How the security culture has burdened women

Natalie Fixmer-Oraiz shows how the post-9/11 US has intensified control of women’s bodies.
January 23, 2020

A few months ago, my child sang at our town’s commemoration of the events of September 11, 2001. I stood with a large crowd on the lawn of city hall, listened as the children sang “God Bless America,” and tried to quiet my raging inner monologue. All of the invited clergy were older men, and all who prayed aloud did so in the name of Jesus. The rhetoric was as simplistic as it was in those first days and months after 9/11, the lack of critical reflection all the more glaring in light of the many years that have passed and how massive a failing the wars on terror proved to be. It seemed we’ve learned nothing in the intervening years.

In Homeland Maternity, Natalie Fixmer-Oraiz details the particular ways in which the 9/11 attacks have shaped United States culture and intensified already established means of regulating women’s bodies. Her vivid, cogent argument posits that in the decades since 2001 women’s reproductive lives have been increasingly co-opted by “security culture.” In an era labeled as a “time of crisis,” the state’s interest in women’s bodies overrules women’s agency and the demands of justice.

In four related case studies, Fixmer-Oraiz describes how women are variously affected by the new reproductive regime. White professional women are encouraged to freeze their eggs and to secure their fertility as a source of their value over and above their individuality or vocation. Poorer women of color are castigated for bearing children “they can’t afford” and subjected to a host of racist, classist narratives that persist largely uncritiqued.

Critiques of “emergency contraception” are filled with misinformation, Fixmer-Oraiz shows, but they still flourish within “family values” politics that stresses sexual abstinence. Women’s access to medical treatment is considered less significant than the regulation of women’s sexual desires and practices. If emergency contraception is readily available, representatives of the reproductive regime often ask, what is to prevent women from having all the sex they want? (It bears repeating that emergency contraceptives only prevent pregnancy and are not the same as medically induced abortions.) 

The fourth case study takes up media representations of teen pregnancy, particularly among white teenagers. Fixmer-Oraiz examines the ways adoption is posited as the only moral and tenable choice for a teen mother.

Fixmer-Oraiz carefully reveals both the unseen threads that tie together the disparate experiences of women in the United States and the broader political landscape. Despite vast differences in privilege, access, age, and context, American women hear remarkably similar things: A woman’s worth lies in her mothering, but not all women should be mothers. A pregnant woman’s life is separate from that of the child she carries and she cannot be trusted to act in the best interest of the pregnancy; at the same time, she is responsible for all risks posed to her offspring both in utero and after birth.

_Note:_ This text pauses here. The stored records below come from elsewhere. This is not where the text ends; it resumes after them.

PR #51, opened 2017-02-24
[HIVEMALL-75] Support Sparse Vector Format as the input of RandomForest

myui:
## What changes were proposed in this pull request?

Supported sparse vector as the input of RandomForest.

## What type of PR is it?

Improvement

## What is the Jira issue?

https://issues.apache.org/jira/browse/HIVEMALL-75

## How was this patch tested?

unit test and manual test

PR #178, opened 2019-01-18
[HIVEMALL-233] RandomForest regressor accepts sparse vector input

takuti:

Enable RandomForestRegressor to accept sparse vector input as RandomForestClassifier already does.

#51 made incomplete modifications on RandomForestRegressor, while its classifier counterpart has been properly updated.

## What type of PR is it?

Improvement

## What is the Jira issue?

https://issues.apache.org/jira/browse/HIVEMALL-233

## How was this patch tested?

Unit tests and manual test with tiny sample data:

```sql
with customers as (
  select 1 as id, "male" as gender, 23 as age, "Japan" as country, 12 as num_purchases
  union all
  select 2 as id, "female" as gender, 43 as age, "US" as country, 4 as num_purchases
  union all
  select 3 as id, "other" as gender, 19 as age, "UK" as country, 2 as num_purchases
  union all
  select 4 as id, "male" as gender, 31 as age, "US" as country, 20 as num_purchases
  union all
  select 5 as id, "female" as gender, 37 as age, "Australia" as country, 9 as num_purchases
),
training as (
  select
    array_concat(
      quantitative_features(
        array("age"),
        age
      ),
      categorical_features(
        array("country", "gender"),
        country, gender
      )
    ) as features,
    num_purchases
  from
    customers
)
select
  train_randomforest_regressor(
    feature_hashing(features), -- feature vector
    num_purchases, -- target value
    '-trees 40 -seed 31' -- hyper-parameters
  )
from
  training
;
```

## Checklist

- [x] Did you apply source code formatter, i.e., `./bin/format_code.sh`, for your commit?

### DIFF
--- a/core/src/main/java/hivemall/smile/classification/GradientTreeBoostingClassifierUDTF.java
+++ b/core/src/main/java/hivemall/smile/classification/GradientTreeBoostingClassifierUDTF.java
@@ -26,7 +26,10 @@ import hivemall.math.matrix.builders.RowMajorDenseMatrixBuilder;
 import hivemall.math.matrix.ints.ColumnMajorIntMatrix;
 import hivemall.math.random.PRNG;
 import hivemall.math.random.RandomNumberGeneratorFactory;
+import hivemall.math.vector.DenseVector;
+import hivemall.math.vector.SparseVector;
 import hivemall.math.vector.Vector;
+import hivemall.math.vector.VectorProcedure;
 import hivemall.smile.data.Attribute;
 import hivemall.smile.regression.RegressionTree;
 import hivemall.smile.utils.SmileExtUtils;
@@ -40,6 +43,8 @@ import hivemall.utils.math.MathUtils;
 import java.util.ArrayList;
 import java.util.Arrays;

We live in a time of ongoing emergency and endless war, so the rights, desires, and agency of individual women must be sacrificed for the greater good.

Standing at the 9/11 remembrance, I thought of how much has changed since 2001—and how much hasn’t changed at all. A woman can ostensibly purchase emergency contraception over the counter in many states, but only if her pharmacist doesn’t have a personal objection to stocking or selling it. Ohio recently passed a bill suggesting that ectopic pregnancies must be “reimplanted” or doctors will face prosecution. This is a medical impossibility. Fixmer-Oraiz details the cultural, political, and rhetorical forces that contribute to this type of legislation that, while absurd, frequently leads to tragedy for women, particularly those who are already marginalized.

Homeland Maternity touches on some of the ramifications of the evangelical purity culture that rapidly gained power and influence in the late ’90s and first decade of this century, but otherwise religious voices are largely missing. This is not an oversight on the author’s part, however, but a reflection of the mainline church’s failure to address issues of women’s health, agency, and personhood in a misogynistic culture.

One of the greatest strengths of the book is the way Fixmer-Oraiz shows how burdens on women vary according to social location. Most of my parishioners have never struggled to get the reproductive care they need. They may not see the ways in which women are asked to carry the burdens and responsibility for protecting families and raising children—and are routinely shamed for challenging such expectations. They might not be aware that in our ill-fated attempts to find security we are regulating marginalized women and robbing them of agency.

Despite the devastating picture Home­­land Maternity paints, it provides glimpses of hope. Above all, we need legislative strategies and health-care reform. We can move toward those goals, Fixmer-Oraiz believes, by changing the stories we tell or even simply by reconsidering how we tell them. Do we believe an unwed Judean teenager can be a God-bearer? Do we believe anything good can come out of Nazareth, or Central America, or impoverished urban neighborhoods? Fixmer-Oraiz reminds us that the dominant narratives, especially narratives about women, are not always accurate. There are better stories we could be telling.

A version of this article appears in the print edition under the title “Women’s agency since 9/11.”